In [1]: import oppy.cell.relayextend2cell as re2cell
In [2]: re2cell.RELAY_EXTEND2_CELL_FIELDS
Out[2]:
('circuit_id',
 'cmd',
 'payload_len',
 'payload',
 'relay_cmd',
 'recognized',
 'stream_id',
 'digest',
 'rpayload_len',
 'rpayload',
 'lspecs',
 'htype',
 'hdata')

This can really cause problems if we find that we need to change the representation of a cell header or a cell relay header. One such change that is on the (after-semester) horizon is the addition of a field to indicated the size of the cell's circuit_id (i.e. 2 bytes or 4 bytes).

After working with them, this representation is really rather brittle and it causes a lot of code duplication. I propose that this information be revised into a two-level heirarchy.

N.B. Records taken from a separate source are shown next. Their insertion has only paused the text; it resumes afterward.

PR #700, opened 2020-04-08
allow website to show ea builds

gdams:
##### Checklist

- [x] `npm test` passes

This PR adds an early access tag:

```js
  if ((version.pre) && (version.pre == 'ea')) {
    return true
  } else { 
    return false
  }
```
Sample:
Screenshot 2020-04-08 at 11 36 29

### DIFF
--- a/src/handlebars/releases.handlebars
+++ b/src/handlebars/releases.handlebars
@@ -64,7 +64,11 @@
                     <tr>
                        <td class="main-download__variant__name blue-bg">
                           <span>\{{release_name}}</span>
+                          \{{#if early_access}}
+                          <span class="early-access">AdoptOpenJDK</span>
+                          \{{else}}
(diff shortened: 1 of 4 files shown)


lumpfish:
For the immediate requirement (AArch64 jdk11 openj9) must understanding is that the build pipeline will be submitted specifying 'release' (which I presume would make pre=ga).

lumpfish:
Regarding the "pre" tag -  it is created when the "-ea" string is found in the java -version output, so a GA build will not carry the tag at all. So checking for pre=ea is all that is necessary in the web pages for tagging the builds (openjdk_version need not be checked and pre=ga is impossible)

karianna:
@gdams It's hard to see evidence on staging that this worked - no binaries around to pick up?

gdams:
@karianna that's correct, we will have to wait for the EA release to happen in order to see this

Here is what one of the most complicated examples, RelayExtend2Cell might look like:

- my_relay_extend2_cell

    - bytes  # The bytes representation of the whole cell.

    - header
        - bytes    # The bytes/str representation of the header.
        - circ_id
        - circ_id_size
        - cmd
        - payload_len  # To indicate that this is a var-length cell this could
                       #   either be set to `None` (like now) or just not be there
                       #   at all, and a helper function can check `hasattr` to
                       #   find out whether a function has this field or not.
    - payload
        - bytes        # The bytes/str representation of just the payload.

    - rheader
        - bytes        # The bytes/str representation of just the `rheader`.
        - relay_cmd
        - recognized
        - stream_id
        - digest
        - rpayload_len

    - rpayload
        - bytes   # The bytes/str representation of just the `rpayload`
        - lspecs  # These are cell-specific fields. They should be *useful*
        - htype   #   things which have been parsed, like python lists of
        - hdata   #   `ipaddress` objects.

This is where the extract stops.